- Episode no.: Season 5 Episode 1
- Directed by: Adam Parton
- Written by: Kate Purdy
- Original release date: September 14, 2018
- Running time: 26 minutes

Guest appearances
- Whoopi Goldberg as Mikaela; Natalie Morales as Yolanda Buenaventura;

Episode chronology
| ← Previous "What Time Is It Right Now" | Next → "The Dog Days Are Over" |
- BoJack Horseman season 5

= The Light Bulb Scene =

"The Light Bulb Scene" is the fifth season premiere of American animated television series BoJack Horseman, and the 49th episode overall.

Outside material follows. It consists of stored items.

PR #22, opened 2021-02-21
Feature/postalmap

### LINKED ISSUE #1: Switzerland Postal Code Map
We would like to have a map that shows the geographical distribution of samples of a selected variant. In this initial step, the map shall present the total number of found samples per zip code-area. It should be a heat map, i.e., the more cases an area had, the darker should its color be.

The map should only be shown if (1) the user is logged in and (2) the selected country is Switzerland.

Corresponding API: https://github.com/cevo-public/cov-spectrum-docs/blob/develop/API.md#variant-time-zip-code-distribution

spacephoton:


spacephoton:
@tehwalris  are you familiar with topo json map data? I’m trying to use react-simple-maps to render the data in my feature/postalmap branch. When I pass in the swiss-maps1.json file, it works fine, but all the other data with the zip codes as id/or plz do not work, and make browser crash. Any idea what it could be? Alternative approaches? Coulnd’t find anything online that had things include so it is taking longer than expected. @chaoran-chen

chaoran-chen:
Please squash the commits at the end as we don't need hundreds of thousands of lines of data in our git history :)

spacephoton:
there is a 'width' which defines the width of the map, what's the simplest way of getting width of the parent component? @tehwalris

tehwalris:
> there is a 'width' which defines the width of the map, what's the simplest way of getting width of the parent component? @tehwalris

We don't have a system in place yet to supply you a width. However the latest widget code will wrap your component in a fixed height div when used in the main UI and a full-frame div when embedded. You can use `viewbox`for your SVG instead of `width` and `height`, and then you can scale it like an image (width 100%, height 100%). You may have to use some other attributes - there's very good [information here](https://css-tricks.com/scale-svg/#the-preserveaspectratio-attribute). Note with this setup your map won't always be fill the whole width, but I think that's a good enough solution for now.

spacephoton:
> > there is a 'width' which defines the width of the map, what's the simplest way of getting width of the parent component? @tehwalris
> 
> We don't have a system in place yet to supply you a width. However the latest widget code will wrap your component in a fixed height div when used in the main UI and a full-frame div when embedded. You can use `viewbox`for your SVG instead of `width` and `height`, and then you can scale it like an image (width 100%, height 100%). You may have to use some other attributes - there's very good [information here](https://css-tricks.com/scale-svg/#the-preserveaspectratio-attribute). Note with this setup your map won't always be fill the whole width, but I think that's a good enough solution for now.

Yeah, the map scales automatically given the width, but it will stretch beyond the parent's wrapper, so I need to pass the width of parent

tehwalris:
> > > there is a 'width' which defines the width of the map, what's the simplest way of getting width of the parent component? @tehwalris
> > 
> > 
> > We don't have a system in place yet to supply you a width. However the latest widget code will wrap your component in a fixed height div when used in the main UI and a full-frame div when embedded. You can use `viewbox`for your SVG instead of `width` and `height`, and then you can scale it like an image (width 100%, height 100%). You may have to use some other attributes - there's very good [information here](https://css-tricks.com/scale-svg/#the-preserveaspectratio-attribute). Note with this setup your map won't always be fill the whole width, but I think that's a good enough solution for now.
> 
> Yeah, the map scales automatically given the width, but it will stretch beyond the parent's wrapper, so I need to pass the width of parent

Yes, I understand that that's what will currently happen. Like I said, we can't pass the width or height of the parent at the moment.

The easiest way to work around this is to scale your map like an image, by using `viewbox` and `height: 100%'. This can be done without knowing the width/height of the parent in JS. That's what the above article describes.

If you don't want to use this "SVG like an image" technique, then the next best thing is using something to measure your component (eg. [this hook](https://yarnpkg.com/package/react-cool-dimensions)).

Long term we should pass sizes from the parent, since it's the most reliable way. We can plan this out once some other aspects of our application are stabilized.

spacephoton:
> If you don't want to use this "SVG like an image" technique, then the next best thing is using something to measure your component (eg. [this hook](https://yarnpkg.com/package/react-cool-dimensions)).

Ah, I see what you mean. Cool, will look into this tomorrow! Thanks for the link! 
:D

spacephoton:
@tehwalris @chaoran-chen Ready for review. Please let me know if it runs too slow and what errors you might see/what should be fixed. If not, we can merge. 

Couldn't make a scalable SVG while keeping the tooltips (great article though), but found another way!

How do I run prettier with the proper config to pass the test cases here?

chaoran-chen:
You can run prettier with `npm run format`.

spacephoton:
> You can run prettier with `npm run format`.

awesome! done

src/App.tsx
```diff
@@ -69,7 +64,7 @@ export const FocusWrapper = styled.div`
 `;
 
 export const App = () => {
-  const [selection, setSelection] = useState<Selection>();
+  const [selection, setSelection] = useState<Selection | undefined>(undefined);
```
tehwalris, line 67: This is identical to the original line. When you use `useState` without passing any arguments, the default value is `undefined`.

src/components/KnownVariantsList.tsx
```diff
@@ -43,18 +44,29 @@ export const KnownVariantsList = ({ country, onVariantSelect }: Props) => {
...
-                onClick={() => {
-                  onVariantSelect(d);
-                }}
-                variant='outline-secondary'
-                size='sm'
-              >
-                Show Details
-              </Button>
-            </td>
+            {selection !== undefined && selection.variant.name === d.name ? (
```
tehwalris, line 47: This is a useful feature. It's a bit random in this PR, but still nice to have. The table sometimes shifts around slightly when the selection changes. I think this is fine for now - the known variants UI will change later anyway.

src/components/Switzerland/Map.tsx
```diff
@@ -0,0 +1,89 @@
...
+const Wrapper = styled.div`
+  padding: ${PADDING_SCALE}rem ${PADDING_SCALE}rem ${PADDING_SCALE}rem 1rem;
+`;
+
+type Props = {
+  width: number;
+  distributionData: TimeZipCodeDistributionEntry[];
+};
+
+const Map = ({ width, distributionData }: Props) => {
```
tehwalris, line 17: Nice choice on where to separate the different components.

src/components/Switzerland/Map.tsx
```diff
@@ -0,0 +1,89 @@
...
+      </div>
+      <ReactTooltip />
+    </Wrapper>
+  );
+};
+
+export const isEqual = (prevProps: Props, nextProps: Props) =>
+  prevProps.width === nextProps.width && prevProps.distributionData === nextProps.distributionData;
+
+export default React.memo(Map, isEqual);
```
tehwalris: Great that you used `memo` here. I think it would do the same thing without `isEqual` though: "By default it will only shallowly compare complex objects in the props object" ([doc](https://reactjs.org/docs/react-api.html#reactmemo)).

src/components/Switzerland/Map.tsx
```diff
@@ -0,0 +1,89 @@
...
+
+import bbox from '@turf/bbox';
+import relief from './relief.jpg';
+import geoJson from './PLZ10.json';
+
+const PADDING_SCALE = 1;
+const WIDTH_ADJUST = 16 * 2 * PADDING_SCALE;
+
+const Wrapper = styled.div`
+  padding: ${PADDING_SCALE}rem ${PADDING_SCALE}rem ${PADDING_SCALE}rem 1rem;
```
tehwalris: You are adding padding in `Map`, but doing measurement in `Switzerland`. I think it will simplify the code if you add the padding in the same component where you are measuring.

Specifically, if you add padding in `Switzerland` instead of `Map`, then you can get rid of most of the padding code (`WIDTH_ADJUST`, `position: relative`, etc). The trick is that `ResizeObserver` (which `react-resize-detector` uses) can measure `content-box` (actually this is the default; [doc](https://developer.mozilla.org/en-US/docs/Web/API/ResizeObserver/observe)). So if you wrap your `Map` in a `div` in `Switzerland`, put the padding on that `div`, and measure it, then the measurements will be without padding.

src/components/Switzerland/index.tsx
```diff
@@ -0,0 +1,49 @@
...
+import { TimeZipCodeDistributionEntry } from '../../services/api-types';
+import { AccountService } from '../../services/AccountService';
+import * as zod from 'zod';
+import { SampleSelectorSchema } from '../../helpers/sample-selector';
+import { useResizeDetector } from 'react-resize-detector';
+
+import Map from './Map';
+
+const PropsSchema = SampleSelectorSchema;
+type Props = zod.infer<typeof PropsSchema> & { width?: number };
```
tehwalris: `& { width?: number };` is not used anymore.

src/components/Switzerland/index.tsx
```diff
@@ -0,0 +1,49 @@
...
+
+const Switzerland = ({ country, mutations, matchPercentage }: Props) => {
+  const [distributionData, setDistributionData] = useState<TimeZipCodeDistributionEntry[]>([]);
+  const loggedIn = AccountService.isLoggedIn();
```
tehwalris, line 23: I think this login check makes more sense in `FocusPage`.

tehwalris: Ah, I just saw that this component also shows "Please log in" - now this makes more sense. However I think it's probably better just to hide the map compeletely (and not show a message) if the user is logged out, since very few users will ever be able to log in. What do you think @chaoran-chen?

src/components/Switzerland/Map.tsx
```diff
@@ -0,0 +1,89 @@
+import React, { useEffect, useState, useRef } from 'react';
+import { geoPath, geoTransform } from 'd3-geo';
+import { scaleLinear } from 'd3-scale';
+import ReactTooltip from 'react-tooltip';
+import { TimeZipCodeDistributionEntry } from '../../services/api-types';
+import { scaleQuantile } from 'd3-scale';
+import styled from 'styled-components';
+
+import bbox from '@turf/bbox';
+import relief from './relief.jpg';
```
tehwalris, line 9: When I first saw `relief.jpg` in the code I thought that it's pretty unecessary. I've seen it in the UI now though, and I think it looks really good. It's the only really nice looking thing in our application so far.

src/components/Switzerland/index.tsx
```diff
@@ -0,0 +1,49 @@
...
+      isSubscribed = false;
+      controller.abort();
+    };
+  }, [country, mutations, matchPercentage]);
+
+  return loggedIn && distributionData !== undefined ? (
+    <>
+      <div ref={ref as React.MutableRefObject<HTMLInputElement>}>
+        <p>Number of cases by postal code (PLZ)</p>
+        <Map width={width ?? 1000} distributionData={distributionData} />
```
tehwalris: I think it's better not to render the map before you have a `width` from `useResizeDetector`. The rendering (in JS, React and browser) is pretty expensive, and it will almost always happen twice, since the measured width usually won't be 1000.

src/services/api-types.ts
```diff
@@ -99,13 +99,13 @@ export const InternationalTimeDistributionEntrySchema = zod.object({
...
-  x: zod
-    .object({
-      week: YearWeekWithDaySchema,
-      zip_code: zod.string(),
-    })
-    .transform(v => ({ week: v.week, zipCode: v.zip_code })),
-  y: CountAndProportionWithCISchema,
+  x: zod.object({
+    week: YearWeekWithDaySchema,
+    zipCode: zod.string(),
```
tehwalris, line 104: @chaoran-chen It looks like the documentation is wrong [here](https://github.com/cevo-public/cov-spectrum-docs/blob/develop/API.md#variant-time-zip-code-distribution).

src/services/api-types.ts
```diff
@@ -121,7 +121,10 @@ export const GrowingVariantSchema = zod.object({
 export const LoginResponseSchema = zod.object({
   token: zod.string(),
 });
-
+export interface Selection {
```
tehwalris, line 124: There is already a type for something similar in `sample-selector.ts`. You can ues `zod.infer<typeof SampleSelectorSchema>` to get it. We could name it (`type SampleSelector = ...`) in that file if you want.

For your specific usage though (showing the selected variant), I think it nicer to just pass `selectedVariantName` as `string | undefined`, since that's all the components is using anyway.

tehwalris (changes requested):
The map works really well! I haven't seen any bugs or performance issues while testing it.

The code is nice. I only left some notes and small suggestions. Fell free to merge directly once you consider those. BTW You'll also have to fix lint warnings before merging, since those are errors in CI.

chaoran-chen:
I didn't look at the code but tested the feature and the map looks great! Just one suggestion: I think that it would be better to have the map above the "International Comparison" section where we have the super long table and when you don't place your mouse correctly, you might have to scroll through the whole table before you can scroll the page to get to the map.

src/components/Switzerland/index.tsx
chaoran-chen: Later we should take it out but right now, I like the message so that other users know that our tool can do even more amazing things.

src/services/api-types.ts
chaoran-chen: Thanks for pointing it out! Is fixed.

spacephoton:
> I didn't look at the code but tested the feature and the map looks great! Just one suggestion: I think that it would be better to have the map above the "International Comparison" section where we have the super long table and when you don't place your mouse correctly, you might have to scroll through the whole table before you can scroll the page to get to the map.

Yes, I also noticed I would scroll in the table. @tehwalris what do you think?

src/components/Switzerland/index.tsx
spacephoton: - [x] Good point, I will fix

src/App.tsx
spacephoton: I think I added it explicitly to remove some TS errors that were showing up

src/components/Switzerland/Map.tsx
spacephoton: Thanks!
- [x] Remove equal function

src/components/Switzerland/Map.tsx
spacephoton: - [x] Move padding to object where measurement is being done

src/components/Switzerland/index.tsx
spacephoton: - [ ] Remove

spacephoton:
Will fix from comments and merge tomorrow then :)

src/services/api-types.ts
spacephoton: Do you mean simply pass the name instead of the 'Selection' object?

It was written by Kate Purdy and directed by Adam Parton, and was released in the United States, along with the rest of season five, via Netflix on September 14, 2018. The episode was praised by critics, particularly the character development of the lead character.

== Plot ==

Well into the production of his new detective show and return to television, Philbert, BoJack Horseman is having casual sex with his costar Gina Cazador and finds himself confused and aggravated by Flip McVicker, creator of Philbert. When he criticizes a scene where Philbert goes to a strip club, Flip changes it to him drawing Gina's character naked. He again asks for it to be changed, and so Flip writes a new scene where Philbert screws in a light bulb while naked. BoJack, not wanting to film any more nude scenes, tries to get Todd Chavez to infiltrate WhatTimeIsItRightNow.com and send Flip an email prohibiting any further nude scenes; Todd obliges after his girlfriend, Yolanda Buenaventura, asks him to get a job, but he ends up becoming president of the website's ad sales and is unable to help BoJack. BoJack also admits to Princess Carolyn that he feels uncomfortable doing the show because Philbert is a character that reflects the worst parts of him, but both she and Flip promise that he and the character are separate people, and he does the scene. Mr. Peanutbutter picks Diane Nguyen up from the airport and hands over his completed divorce papers.

== Production ==
"The Light Bulb Scene" was written by Kate Purdy and directed by Adam Parton. The song "Los Ageless" by artist St. Vincent is featured in this episode, both in the opening scene and over the closing credits.

== Release ==
"The Light Bulb Scene" was released in the United States, along with the rest of season five, on Netflix on September 14, 2018. An anonymous writer for Vulture praised BoJack Horseman's character development, saying that "it's amazing to see BoJack come at his life in a way that doesn't feel like a cheap bargain plan or workaround." Writing for The A.V. Club, Les Chappell praised the episode as a good follow up to the season 4 finale, "What Time Is It Right Now".